Kreutzer et al. performed simultaneous matrix-assisted laser desorption ionization mass spectrometry imaging (MALDI-MSI), whole-exome sequencing (WES), and RNA sequencing from the same formalin-fixed paraffin-embedded (FFPE) tissue sections. Genomic DNA and total RNA were extracted from untreated, hematoxylin-eosin-stained and MALDI-MSI-analyzed FFPE tissue sections from three head and neck squamous carcinomas. Across the platforms the data met the accepted quality criteria. The team validated their data sets and demonstrated that tumor mutational burden was in the same range for tissues from the same patient with overlapping mutational signatures. The group propose that their data show that simultaneous molecular profiling of MALDI-MSI-processed FFPE tissue samples, even at transcriptome and exome levels, is feasible and reliable. This supports the search for novel biomarkers and other targets for diagnostics and therapeutics.

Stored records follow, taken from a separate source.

PR #907, opened 2020-01-12
Remove lines causing Android build to fail

wchen342:
The removed lines in the patch will lead to wrong number of arguments when building for Android.

### DIFF
--- a/patches/core/ungoogled-chromium/remove-unused-preferences-fields.patch
+++ b/patches/core/ungoogled-chromium/remove-unused-preferences-fields.patch
@@ -601,22 +601,6 @@
  
  namespace policy {
  BrowserSigninPolicyHandler::BrowserSigninPolicyHandler(Schema chrome_schema)
-@@ -49,7 +48,6 @@ void BrowserSigninPolicyHandler::ApplyPo
-             // The new kSigninAllowedOnNextStartup pref is only used on Desktop.
-             // Keep the old kSigninAllowed pref for Android until the policy is
-             // fully deprecated in M71 and can be removed.
--            prefs::kSigninAllowed,
- #else
-             prefs::kSigninAllowedOnNextStartup,
- #endif
-@@ -61,7 +59,6 @@ void BrowserSigninPolicyHandler::ApplyPo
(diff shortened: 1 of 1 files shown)


wchen342:
So the original source code looks like this:
```
      case BrowserSigninMode::kEnabled:
        prefs->SetValue(
#if defined(OS_ANDROID)
            // The new kSigninAllowedOnNextStartup pref is only used on Desktop.
            // Keep the old kSigninAllowed pref for Android until the policy is
            // fully deprecated in M71 and can be removed.
            prefs::kSigninAllowed,
#else
            prefs::kSigninAllowedOnNextStartup,
#endif
            base::Value(true));
        break;
      case BrowserSigninMode::kDisabled:
        prefs->SetValue(
#if defined(OS_ANDROID)
            // The new kSigninAllowedOnNextStartup pref is only used on Desktop.
            // Keep the old kSigninAllowed pref for Android until the policy is
            // fully deprecated in M71 and can be removed.
            prefs::kSigninAllowed,
#else
            prefs::kSigninAllowedOnNextStartup,
#endif
            base::Value(false));
        break;
```

The current patch actually does nothing for non-Android systems because if you look at the macro, the line current patch deleted is wrapped in `#if defined(OS_ANDROID)`. However, on Android because of the macro and the deleted line, now `prefs->SetValue()` will get one argument instead of two. Not sure about `signin_pref_names.h` but I have sucessfully built Android version with the original source of this part, so I think it should be fine.

wchen342:
Ok so when I built my Android build, I actually put `prefs::kSigninAllowedOnNextStartup` there which is not supposed to exist in Android version. That's why the build was successful. So I think the two `case` sections should be removed altogether. Will test on Arch version and report back.

Eloston:
> I actually put prefs::kSigninAllowedOnNextStartup there which is not supposed to exist in Android version. That's why the build was successful. So I think the two case sections should be removed altogether. 

I see, thanks for investigating. I must've forgotten about Android when writing this patch.

wchen342:
I have updated the patch. I tested it on Arch and it works all right.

Distinction of cells providing growth from metastasis in melanoma

Melanoma is a notoriously heterogeneous and plastic disease with high cell-state diversity. Karras et al. used a series of assays including lineage tracing and single-cell and spatial transcriptomics to produce a hierarchical model of tumor growth. It revealed that only a fraction of cells are fated to become involved in primary tumor growth, while others are able to remain plastic enough to switch identities while disseminating to secondary organs and therefore play a role in metastasis. The group produced a spatially and temporally resolved map of the diversity and trajectories of melanoma cell states with phenotypic competencies acquired after exposure to specific niche signals. They suggest that development of therapeutic strategies to influence such microenvironmental cues could be significant in melanoma therapeutics, in terms of both early detection and prevention metastatic invasion.

Nature 2022;610:190–198;

Analysis of the genomic drivers of ALL

Brady et al. performed whole-genome, exome, and transcriptome sequencing of 2754 pediatric patients with acute lymphoblastic leukemia (ALL), the most common childhood cancer. Of the 376 putative cancer driver mutations identified, the group demonstrated that ALL cases harbored a median of four per sample, despite a generally low mutational burden. Most samples harbored at least one rare gene alteration, including driver genes associated with ubiquitination, and SUMOylation. Despite the list being long and the genes often not shared between patients, those identified funneled into key pathways whose alteration feeds either the initiation or perpetuation of the cancer. In hyperdiploid B-ALL, chromosomal gains are acquired early and synchronously before ultraviolet-induced mutation—except in B-ALL cases with intrachromosomal amplification of chromosome 21, where they precede ultraviolet-induced mutation. DUX4- and KMT2A-rearranged subtypes separate into CEBPA/FLT3- or NFATC4-expressing subgroups, with potential clinical implications.